Helen Oleynikova is a Lecturer at the Department of Mechanical and Process Engineering at ETH Zürich, where she is part of the Autonomous Systems Lab. She works on the intersection of perception and planning, particularly for micro-aerial vehicles. Her research focuses on real-time onboard mapping, planning, and localization using visual-inertial systems and signed distance fields. Research Interests: Helen's work spans robotics, autonomous systems, and computer vision, with a focus on enabling safe and efficient navigation in complex environments. She specializes in visual-inertial odometry, SLAM, 3D mapping using signed distance fields, and real-time path planning for MAVs. Her projects often involve embedded systems and FPGA-based high-speed vision for obstacle avoidance. Publication Trends: Her recent publications (2023–2019) show a consistent focus on real-time, onboard algorithms for autonomous navigation.

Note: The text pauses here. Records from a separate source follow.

PR #701, opened 2020-08-12
Change log level to DLOGS for rtcp receiver reports

### LINKED ISSUE #699: [QUESTION] Too many onRtcpReceiverReport messages
I'm receiving a lot of these messages, when running Kinesis on my hardware:
onRtcpReceiverReport(): RTCP_PACKET_TYPE_RECEIVER_REPORT rttPropDelay

What does these messages mean? How can I fix this?

disa6302:
*Issue #, if available:*
#699 
*Description of changes:*

Resolved #699 


disa6302:
> Looks good. At some stage we should think whether this really needs to be DLOGS - I don't think this will be important even for DLOGV if it's too verbose even for that

Actually, that makes sense. It does get generated very frequently.

PR #712, opened 2020-08-18
Add null termination to string generated by generateJSONSafeString

disa6302:
*Issue #, if available:*

*Description of changes:*
`generateJSONSafeString` generates string without NULL termination which causes an abort trap when being copied. This PR adds the NULL termination and also updates the length of the different strings that are generated using this API to give wiggle room for the NULL character

### DIFF
--- a/src/source/PeerConnection/PeerConnection.c
+++ b/src/source/PeerConnection/PeerConnection.c
@@ -530,10 +530,10 @@ STATUS generateJSONSafeString(PCHAR pDst, UINT32 len)
 
     CHK(pDst != NULL, STATUS_NULL_ARG);
 
-    for (i = 0; i < len; i++) {
+    for (i = 0; i < len - 1; i++) {
         pDst[i] = VALID_CHAR_SET_FOR_JSON[RAND() % (ARRAY_SIZE(VALID_CHAR_SET_FOR_JSON) - 1)];
     }
-
+    pDst[i] = '\0'; // String must be NULL terminated
 CleanUp:
 
     LEAVES();
--- a/src/source/Ice/IceAgent.h
+++ b/src/source/Ice/IceAgent.h
@@ -52,7 +52,7 @@ extern "C" {
 #define ICE_HASH_TABLE_BUCKET_COUNT  50
 #define ICE_HASH_TABLE_BUCKET_LENGTH 2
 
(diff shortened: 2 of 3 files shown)


src/source/PeerConnection/PeerConnection.c
```diff
@@ -530,10 +530,10 @@ STATUS generateJSONSafeString(PCHAR pDst, UINT32 len)
 
     CHK(pDst != NULL, STATUS_NULL_ARG);
 
-    for (i = 0; i < len; i++) {
+    for (i = 0; i < len - 1; i++) {
```
MushMal, line 533: While this is an internal API, still I would like to standardize on the naming and the buffer ownership.

Normally, a string length indicates the length of the string without the null terminator. If we keep the naming - aka - the "len" then the caller should assume that there will be an extra space for the null terminator. Alternatively, if you want to use this way, perhaps you could rename the len to something like "size"?

Most importantly, the usage sites for the API do assume the extra space for the NULL terminator that gets zero-ed initially. For example, https://github.com/awslabs/amazon-kinesis-video-streams-webrtc-sdk-c/blob/148e0db354f43e2049531293f72c525a4e5e790e/src/source/Ice/IceAgent.h#L131

Could you perhaps add some info on what's actually broken right now?

disa6302: IMO, the application should not have to worry about NULL terminating the string. I cannot think of an application that would not want a string to be null terminated. Nothing is broken in the current stack, but, when the string with same length is copied into another array (using STRNCPY), it abort traps. Yes, adding an extra byte to accommodate a NULL character does fix the issue, but, I did not see a problem in NULL terminating the string at the source, hence the PR.

MushMal: The main usage case for the non-null termination for a low-level routine is to avoid alloc/copy when mangling the names. Say, I want to generate a string in a form of "Blah_XXXXX_blah" where the 5 X-es are the placeholder for a generated name.

I am OK either way but perhaps others will find a usage case that I just described.

disa6302: That makes sense! My only thought was SNPRINTF copies LENGTH - 1 anyways, so the NULL character would not make a difference. But, I see your point. Let me close this PR and we can revisit in the future if needed.

Issue #578, opened 2020-06-30
[FEATURE] WebRTC Metrics


disa6302:
**Is your feature request related to a problem? Please describe.**
An application using the WebRTC SDK expects to monitor the performance of the underlying SDK performance and to provide the flexibility for the applications to take decisions based on a metric

**Describe the solution you'd like**
The application should be able to pull the metrics out periodically based on a type. The following is a broad list of metrics that would be tracked:

- [x] ICE Candidate - #638 (@disa6302 )
- [x] ICE Candidate Pair (@disa6302 )
- [x] ICE Server - #598 (@disa6302 )
- [x] Remote Inbound RTP Stats - #615 (@zhuker )
- [x] Outbound RTP Stats - #615 (@zhuker )
- [x] Inbound stats - #673  (@zhuker )
- [x] Signaling - #577 (@MushMal )
- [x]  Data channel - #704 (@disa6302 )

Related to #576

MushMal:
https://github.com/awslabs/amazon-kinesis-video-streams-webrtc-sdk-c/pull/577 for Signaling metrics

zhuker:
@disa6302
>    I will merge this into awslabs:set-up-ice-metrics, but, I am splitting the different ICE metrics work into different branches to avoid a huge PR with lot of changes. Just FYI.

do you mind sharing them as separate PRs?

 how do we avoid duplicate work?

zhuker:
working on
- Inbound RTP Stats
- Outbound RTP Stats

specifically focused on round trip times

disa6302:
@zhuker ,

Thank you for your contribution once again. I am so thrilled to see your active participation! I should have added more details around the work distribution. RTP stats sounds good. I will add more details to the ticket.

disa6302:
@zhuker , 

Outbound stats are merged :)
Great work!

zhuker:
Thanks

zhuker:
@disa6302 inbound stats https://github.com/awslabs/amazon-kinesis-video-streams-webrtc-sdk-c/pull/673

zhuker:
@disa6302 i will need data channel stats as well
https://github.com/awslabs/amazon-kinesis-video-streams-webrtc-sdk-c/pull/697

disa6302:
@zhuker , 

Sure! I can work on it. Should not take long to implement.

zhuker:
> [ ] Data channel (@disa6302 )

[...]

PR #715, opened 2020-08-18
[Issue-578] Ice candidate pair stats

disa6302:
*Issue #, if available: #578 *

*Description of changes:*
- Ice candidate pair stats (https://www.w3.org/TR/webrtc-stats/#candidatepair-dict*)
- Added usage pattern and average computation based on stats in samples.

Todo:
- Unit test to simulate values such as bytes sent, packets received, etc and validate the values returned by the public API call. This would more likely be an evolved version of a unit test. Currently, the only test for the ice candidate pair stats is Api Test.

### DIFF
--- a/samples/Common.c
+++ b/samples/Common.c
@@ -279,6 +279,14 @@ STATUS handleOffer(PSampleConfiguration pSampleConfiguration, PSampleStreamingSe
         if (pSampleConfiguration->audioSource != NULL) {
             THREAD_CREATE(&pSampleConfiguration->audioSenderTid, pSampleConfiguration->audioSource, (PVOID) pSampleConfiguration);
         }
+
+        if ((retStatus = timerQueueAddTimer(pSampleConfiguration->timerQueueHandle, SAMPLE_STATS_DURATION, SAMPLE_STATS_DURATION,
+                                            getIceCandidatePairStatsCallback, (UINT64) pSampleConfiguration,
+                                            &pSampleConfiguration->iceCandidatePairStatsTimerId)) != STATUS_SUCCESS) {
+            DLOGW("Failed to add getIceCandidatePairStatsCallback to add to timer queue (code 0x%08x). Cannot pull ice candidate pair metrics "
+                  "periodically",
+                  retStatus);
+        }
     }
 
     // The audio video receive routine should be per streaming session
@@ -476,6 +484,7 @@ STATUS createSampleStreamingSession(PSampleConfiguration pSampleConfiguration, P
     ATOMIC_STORE_BOOL(&pSampleStreamingSession->peerIdReceived, TRUE);
 
     pSampleStreamingSession->pSampleConfiguration = pSampleConfiguration;
+    pSampleStreamingSession->rtcMetricsHistory.prevTs = GETTIME();
 
     ATOMIC_STORE_BOOL(&pSampleStreamingSession->terminateFlag, FALSE);
     ATOMIC_STORE_BOOL(&pSampleStreamingSession->candidateGatheringDone, FALSE);
@@ -725,11 +734,14 @@ STATUS createSampleConfiguration(PCHAR channelName, SIGNALING_CHANNEL_ROLE_TYPE 
 
     pSampleConfiguration->clientInfo.version = SIGNALING_CLIENT_INFO_CURRENT_VERSION;
     pSampleConfiguration->clientInfo.loggingLevel = logLevel;
+    pSampleConfiguration->iceCandidatePairStatsTimerId = MAX_UINT32;
 
     ATOMIC_STORE_BOOL(&pSampleConfiguration->interrupted, FALSE);
     ATOMIC_STORE_BOOL(&pSampleConfiguration->mediaThreadStarted, FALSE);
     ATOMIC_STORE_BOOL(&pSampleConfiguration->appTerminateFlag, FALSE);
     ATOMIC_STORE_BOOL(&pSampleConfiguration->recreateSignalingClient, FALSE);
+
+    CHK_STATUS(timerQueueCreate(&pSampleConfiguration->timerQueueHandle));
 
     pSampleConfiguration->iceUriCount = 0;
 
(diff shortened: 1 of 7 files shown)


samples/kvsWebRTCClientMaster.c
```diff
@@ -197,6 +197,7 @@ PVOID sendVideoPackets(PVOID args)
     frame.presentationTs = 0;
     startTime = GETTIME();
     lastFrameTime = startTime;
+    periodicIceTime = GETTIME();
```
chehefen, line 200: periodicIceTime doesnt seem to be used anywhere.

disa6302: Yeah. I am modifying the samples to poll the stats periodically. So the current changes in samples will go.

src/include/com/amazonaws/kinesis/video/webrtcclient/Stats.h
```diff
@@ -159,23 +158,19 @@ typedef struct {
...
+    UINT64 totalRoundTripTime;       //!< The sum of all round trip time (seconds) since the beginning of the session, based
                                      //!< on STUN connectivity check responses (responsesReceived), including those that reply to requests
                                      //!< that are sent in order to verify consent. The average round trip time can be computed from
                                      //!< totalRoundTripTime by dividing it by responsesReceived.
-    DOUBLE currentRoundTripTime;     //!< Latest round trip time (seconds)
-    DOUBLE availableOutgoingBitrate; //!< Total available bit rate for all the outgoing RTP streams on this candidate pair. Calculated by underlying
-                                     //!< congestion control
-    DOUBLE availableIncomingBitrate; //!< Total available bit rate for all the outgoing RTP streams on this candidate pair. Calculated by underlying
-                                     //!< congestion control
+    UINT64 currentRoundTripTime;     //!< Latest round trip time (seconds)
```
chehefen, line 165: round trip time is in seconds and it's an uint64. wouldnt it be 0 most of the time?

src/source/Ice/IceAgent.c
```diff
@@ -982,7 +998,19 @@ STATUS createIceCandidatePairs(PIceAgent pIceAgent, PIceCandidate pIceCandidate,
...
+            STRNCPY(pIceCandidatePair->rtcIceCandidatePairDiagnostics.localCandidateId, pIceCandidatePair->local->id,
+                    ARRAY_SIZE(pIceCandidatePair->rtcIceCandidatePairDiagnostics.localCandidateId));
+            STRNCPY(pIceCandidatePair->rtcIceCandidatePairDiagnostics.remoteCandidateId, pIceCandidatePair->remote->id,
+                    ARRAY_SIZE(pIceCandidatePair->rtcIceCandidatePairDiagnostics.remoteCandidateId));
+            pIceCandidatePair->rtcIceCandidatePairDiagnostics.state = pIceCandidatePair->state;
+            pIceCandidatePair->rtcIceCandidatePairDiagnostics.nominated = pIceCandidatePair->nominated;
+            pIceCandidatePair->rtcIceCandidatePairDiagnostics.lastPacketSentTimestamp = pIceCandidatePair->lastDataSentTime;
+            pIceCandidatePair->firstStunRequest = TRUE;
             pIceCandidatePair->priority = computeCandidatePairPriority(pIceCandidatePair, pIceAgent->isControlling);
+            pIceCandidatePair->rtcIceCandidatePairDiagnostics.totalRoundTripTime = 0.0;
```
chehefen, line 1010: in this uint or float?

src/source/Ice/IceAgent.c
```diff
@@ -2151,9 +2190,18 @@ STATUS incomingDataHandler(UINT64 customData, PSocketConnection pSocketConnectio
     // for stun packets, first 8 bytes are 4 byte type and length, then 4 byte magic byte
     if ((bufferLen < 8 || !IS_STUN_PACKET(pBuffer)) && pIceAgent->iceAgentCallbacks.inboundPacketFn != NULL) {
         // release lock early
+        retStatus = findIceCandidatePairWithLocalSocketConnectionAndRemoteAddr(pIceAgent, pSocketConnection, pSrc, TRUE, &pIceCandidatePair);
         MUTEX_UNLOCK(pIceAgent->lock);
         locked = FALSE;
         pIceAgent->iceAgentCallbacks.inboundPacketFn(pIceAgent->iceAgentCallbacks.customData, pBuffer, bufferLen);
+        if (pIceCandidatePair != NULL) {
+            if (pIceCandidatePair == pIceAgent->pDataSendingIceCandidatePair) {
```
chehefen, line 2198: why not just compare pDataSendingIceCandidatePair with pSocketConnection and remote address?

src/source/Ice/IceAgent.c
```diff
@@ -2348,9 +2409,16 @@ STATUS handleStunPacket(PIceAgent pIceAgent, PBYTE pBuffer, UINT32 bufferLen, PS
...
+                pIceCandidatePair->rtcIceCandidatePairDiagnostics.currentRoundTripTime = pIceCandidatePair->roundTripTime / HUNDREDS_OF_NANOS_IN_A_MILLISECOND;
+                pIceCandidatePair->rtcIceCandidatePairDiagnostics.totalRoundTripTime += pIceCandidatePair->roundTripTime / HUNDREDS_OF_NANOS_IN_A_MILLISECOND;
                 pIceCandidatePair->state = ICE_CANDIDATE_PAIR_STATE_SUCCEEDED;
             }
-
+            if (pIceCandidatePair == pIceAgent->pDataSendingIceCandidatePair && pIceCandidatePair != NULL) {
+                pIceAgent->pDataSendingIceCandidatePair->rtcIceCandidatePairDiagnostics.responsesReceived += connectivityCheckResponsesReceived;
+                pIceAgent->pDataSendingIceCandidatePair->rtcIceCandidatePairDiagnostics.lastResponseTimestamp = GETTIME();
+            }
+            pIceCandidatePair->rtcIceCandidatePairDiagnostics.responsesReceived += connectivityCheckResponsesReceived;
```
chehefen, line 2420: are you double counting here when pIceCandidatePair is pDataSendingIceCandidatePair?

disa6302: My bad. It is redundant. I removed the updating of DataSendingCandidatePair because it would get updated in `iceAgentConnectedStateSetup` once state changes to `ICE_CANDIDATE_PAIR_STATE_SUCCEEDED`.

src/source/Ice/IceAgent.c
disa6302: Agreed. Fixed.

src/include/com/amazonaws/kinesis/video/webrtcclient/Stats.h
disa6302: Earlier, I had set it to DOUBLE to align with spec. Hence the confusion. I have changed it back to DOUBLE and value computation to seconds.

samples/kvsWebRTCClientMaster.c
disa6302: Samples modified. Fixed.

src/source/Ice/IceAgent.c
disa6302: DOUBLE. Fixed.

samples/Common.c
```diff
@@ -766,6 +771,89 @@ STATUS logSignalingClientStats(PSignalingClientMetrics pSignalingClientMetrics)
...
+                    pSampleConfiguration->sampleStreamingSessionList[i]->rtcMetricsHistory.prevNumberOfBytesSent =
+                        rtcMetrics.rtcStatsObject.iceCandidatePairStats.bytesSent;
+                    pSampleConfiguration->sampleStreamingSessionList[i]->rtcMetricsHistory.prevNumberOfBytesReceived =
+                        rtcMetrics.rtcStatsObject.iceCandidatePairStats.bytesReceived;
+                    pSampleConfiguration->sampleStreamingSessionList[i]->rtcMetricsHistory.prevPacketsDiscardedOnSend =
+                        rtcMetrics.rtcStatsObject.iceCandidatePairStats.packetsDiscardedOnSend;
+                }
+            }
+        }
+        THREAD_SLEEP(SAMPLE_STATS_DURATION);
```
MushMal, line 851: This will mean that on termination we have to block for up-to 60 seconds in order to clean it properly.

Instead, I recommend using TimerQueue construct and schedule periodic tasks. Once we have the timer queue, we can use the timer queue to schedule the audio and video and avoid having separate threads.

src/source/Ice/IceAgent.c
```diff
@@ -586,17 +590,30 @@ STATUS iceAgentSendPacket(PIceAgent pIceAgent, PBYTE pBuffer, UINT32 bufferLen)
...
         }
         retStatus = STATUS_SUCCESS;
+    } else {
+        bytesSent = bufferLen;
+        packetsSent++;
     }
 
 CleanUp:
 
+    if (pIceAgent->pDataSendingIceCandidatePair != NULL) {
```
MushMal, line 608: You can jump here if pIceAgent is NULL. Recommend having a higher-level check for retStatus being success before proceeding

src/source/Ice/IceAgent.c
```diff
@@ -1193,6 +1224,15 @@ STATUS iceAgentSendStunPacket(PStunPacket pStunPacket, PBYTE password, UINT32 pa
             DLOGD("mark candidate pair %s_%s as failed", pIceCandidatePair->local->id, pIceCandidatePair->remote->id);
             pIceCandidatePair->state = ICE_CANDIDATE_PAIR_STATE_FAILED;
         }
+    } else {
+        CHK_STATUS(findIceCandidatePairWithLocalSocketConnectionAndRemoteAddr(pIceAgent, pLocalCandidate->pSocketConnection, pDestAddr, TRUE,
+                                                                              &pIceCandidatePair));
+        if (pIceCandidatePair == pIceAgent->pDataSendingIceCandidatePair && pIceCandidatePair != NULL) {
+            if (pIceAgent->pDataSendingIceCandidatePair->firstStunRequest) {
```
MushMal, line 1231: Combine the two ifs together In this case the equivalent boolean would be

if (pIceCandidatePair == pIceAgent->pDataSendingIceCandidatePair && pIceCandidatePair != NULL && pIceAgent->pDataSendingIceCandidatePair->firstStunRequest) {

src/source/Ice/IceAgent.c
```diff
@@ -2151,9 +2193,21 @@ STATUS incomingDataHandler(UINT64 customData, PSocketConnection pSocketConnectio
...
         MUTEX_UNLOCK(pIceAgent->lock);
         locked = FALSE;
         pIceAgent->iceAgentCallbacks.inboundPacketFn(pIceAgent->iceAgentCallbacks.customData, pBuffer, bufferLen);
+        if (candidatePairFound) {
+            pIceAgent->pDataSendingIceCandidatePair->rtcIceCandidatePairDiagnostics.lastPacketReceivedTimestamp = GETTIME();
+            bytesReceived += bufferLen;
+            packetsReceived++; // Since every byte buffer translates to a single RTP packet
+        }
     } else {
         if (ATOMIC_LOAD_BOOL(&pIceAgent->processStun)) {
```
MushMal, line 2212: Is this  } else if (ATOMIC_LOAD_BOOL(&pIceAgent->processStun) {...

src/source/Metrics/Metrics.c
```diff
@@ -7,11 +7,48 @@
 STATUS getIceCandidatePairStats(PRtcPeerConnection pRtcPeerConnection, PRtcIceCandidatePairStats pRtcIceCandidatePairStats)
 {
     STATUS retStatus = STATUS_SUCCESS;
-    PKvsPeerConnection pKvsPeerConnection = (PKvsPeerConnection) pRtcPeerConnection;
-    UNUSED_PARAM(pKvsPeerConnection);
+    BOOL locked = FALSE;
+    PIceAgent pIceAgent = ((PKvsPeerConnection) pRtcPeerConnection)->pIceAgent;
```
MushMal, line 11: pRtcPeerConnection might be NULL. You can define the pIceAgent = NULL and set it after the checks

src/source/Metrics/Metrics.c
```diff
@@ -7,11 +7,48 @@
...
     CHK((pRtcPeerConnection != NULL || pRtcIceCandidatePairStats != NULL), STATUS_NULL_ARG);
-    CHK(FALSE, STATUS_NOT_IMPLEMENTED);
+    MUTEX_LOCK(pIceAgent->lock);
+    locked = TRUE;
+    if (pIceAgent->pDataSendingIceCandidatePair == NULL) {
+        CHK(FALSE, STATUS_SUCCESS);
+    }
```
MushMal, line 17: instead, use CHK(pIceAgent->pDataSendingIceCandidatePair != NULL, STATUS_SUCCESS) if you want an early success return

samples/Common.c
disa6302: Great suggestion! I have modified the code to use Timer queue.

src/source/Ice/IceAgent.c
disa6302: Agreed. Fixed.

src/source/Ice/IceAgent.c
disa6302: Done

src/source/Ice/IceAgent.c
disa6302: Could be. But, do not want to change anything here because it does not affect any functionality

src/source/Metrics/Metrics.c
disa6302: Done

src/source/Metrics/Metrics.c
disa6302: Done.

src/source/Ice/IceAgent.c
disa6302: Done

src/source/Metrics/Metrics.c
disa6302: Done

src/source/Metrics/Metrics.c
disa6302: Done

src/source/Ice/IceAgent.c
disa6302: Could be. But do not want to change anything here because it does not affect the functionality

src/source/Ice/IceAgent.c
disa6302: Good point. Fixed.

samples/Common.c
disa6302: Great suggestion! I have modified the code to use timer queues. It is useful because I can use it to expand on other metrics as well in the future.

samples/Common.c
```diff
@@ -807,6 +904,11 @@ STATUS freeSampleConfiguration(PSampleConfiguration* ppSampleConfiguration)
 
     freeStaticCredentialProvider(&pSampleConfiguration->pCredentialProvider);
 
+    if (pSampleConfiguration->iceCandidatePairStatsTimerId != UINT32_MAX) {
+        CHK_STATUS(timerQueueCancelTimer(pSampleConfiguration->timerQueueHandle, pSampleConfiguration->iceCandidatePairStatsTimerId,
+                                         (UINT64) pSampleConfiguration));
+        pSampleConfiguration->iceCandidatePairStatsTimerId = UINT32_MAX;
+    }
```
MushMal, line 911: You might also need to free the timer queue itself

Key themes include signed distance function maps, collision-free motion generation, global localization, and efficient exploration. She frequently publishes in top-tier robotics conferences such as ICRA and IROS, and journals like IEEE RA-L and Journal of Field Robotics. Professional Experience: Senior Researcher, Autonomous Systems Lab, ETH Zürich Senior Software Engineer, Isaac 3D Perception, Nvidia Senior Scientist, Microsoft Mixed Reality and AI Lab, Zürich Software Engineer, Google (StreetView) Contributor, Willow Garage (ROS, TurtleBot Arm) Education: PhD in Robotics, ETH Zürich (2019) MSc in Robotics, ETH Zürich BSc in Robotics, Olin College of Engineering (2011) Advising and Grants: While no formal students are listed, she has collaborated extensively with researchers at ETH Zürich and industry labs. Her work has been supported through institutional affiliations and industry research roles. She has contributed to open-source robotics software, particularly in ROS-based systems for manipulation and navigation. Labs and Teams: Helen is a key member of the Mobile Manipulation team at the Autonomous Systems Lab at ETH Zürich. She has also been involved in projects at Nvidia, Microsoft, Google, and Willow Garage, focusing on real-world deployment of autonomous systems.